Es war noch dunkel draußen, als sie sich auf den Weg machten. Hawteha zückte eine Taschenlampe und beleuchtete den Weg vor ihr. Es war klirrend kalt und Akari holte nach einigen hundert Metern ihre Decke hervor und wickelte sie sich um. Manejoso ritt an ihr vorbei und reichte ihr einen Gurt, mit dem sie sich die Decke festband, damit sie die Hände frei hatte. Nach circa einer Stunde waren ihre Finger in den Handschuhen steifgefroren, aber es wurde heller und Akari wusste, dass die Sonne sie wieder aufwärmen würde, sobald sie über dem Horizont aufstieg. In dieser Hoffnung schlug Hawteha auch einen höher gelegenen Weg ein, der sie den Bergkamm entlangführte, statt ins Tal hinabzureiten. Die Sonne kam und wärmte sie wieder auf. Akari packte ihre Decke wieder weg und als sie in Freiburg ankamen zog sie auch ihre Handschuhe aus.

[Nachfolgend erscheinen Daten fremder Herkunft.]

PR #397, opened 2018-02-02
Fix behaviour of ReflectionClass::export/ReflectionObject::export to match behaviour of core classes

muglug:
`Roave\BetterReflection\Reflection\ReflectionClass::export` and `Roave\BetterReflection\Reflection\ReflectionObject::export` would always `return` values. However, `ReflectionClass::export` and `ReflectionObject::export` echo values to stdout by default,.

This PR changes the default behaviour of the BetterReflection classes to match up with the core ones. Now the `return` functionality is hidden behind an explicit `bool $return` argument.

It also allows `ReflectionClass::export` to take an object instance, like its core equivalent.

### DIFF
--- a/src/Reflection/ReflectionClass.php
+++ b/src/Reflection/ReflectionClass.php
@@ -46,6 +46,7 @@ use function get_class;
 use function implode;
 use function in_array;
 use function is_object;
+use function is_string;
 use function ltrim;
 use function sha1;
 use function sprintf;
@@ -101,6 +102,8 @@ class ReflectionClass implements Reflection, CoreReflector
 
     /**
      * Create a reflection and return the string representation of a named class
+     *
+     * @param string|object $argument
      */
     public static function export($argument, bool $return = false) : ?string
     {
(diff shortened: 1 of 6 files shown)


theofidry:
ping @asgrim

asgrim:
@Ocramius @theofidry indeed the `export` functions were written before we wrote the `Adapter` namespace, I'd also favour fixing/moving that behaviour into just the adapters and deprecating/removing the `export` functions from the Better Reflections.

With that said, this change looks good, but only if we can remove it from the main BR reflections and just do it in `export`. May be some scope difficulty to overcome, but I'm sure we can find our way aroudn things :D

asgrim:
I mean - we can implement the `export` methods in the adapters and just leave the actual BR implementations as exception throwing, that would work, just leaves an annoying unusable function lying aroud meh.

Ocramius:
@asgrim what about introducing a BC Break where we move the `Reflector` interface from the `BetterReflection\Reflection\*` instances (and only keep it in `BetterReflection\Reflection\Adapter\*`)?

asgrim:
@Ocramius actually yes that seems like a reasonable approach, it's a BC break regardless, so I'm +1 on that. I'll see if I can get to that at some point!

asgrim:
Only took like 4 months - opened a new PR in #479 as I don't think I can push to this one.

Leider hielt das gute Wetter nicht sehr lange. Im Norden brauten sich schwere Wolken zusammen. Hawteha hielt die anderen zu einem stetigen Galopp an, damit sie Weg gutmachen konnten, solange das Wetter hielt. Als die Pferde müde wurden machten sie eine Pause und aßen etwas von den Vorräten. Dann ging es weiter. Nach kurzer Zeit fing es an zu regnen. Zuerst nur ein bisschen, aber der Regen wurde immer stärker, je weiter nach Norden sie kamen. Akari konnte kaum noch etwas sehen. Sie war vollkommen durchnässt. Selbst in ihren Schuhen stand das Wasser und sie hatte das Gefühl ihre Klamotten waren mehrere Kilo schwerer. Die Pferde hatten auch sichtlich Schwierigkeiten mit dem Wetter und nach einer Weile wurde der Weg so matschig, dass sie dagegen ankämpfen mussten, nicht stecken zu bleiben. Akari spürte, dass Neapel die Situation überhaupt nicht passte. Sie sah hinüber zu Manejoso, der neben ihr ritt und hörte wie dieser ermutigend auf sein Pferd einredete. Irgendwann stellte Akari fest, dass sie den Regen und die Kälte kaum noch spürte. Der ständige Kampf gegen die Wassermassen nahm ihr jedes Gefühl für Temperaturen und Zeit. Das einzige was blieb, war der Wille zu kämpfen, um irgendwann ins Trockene zu kommen.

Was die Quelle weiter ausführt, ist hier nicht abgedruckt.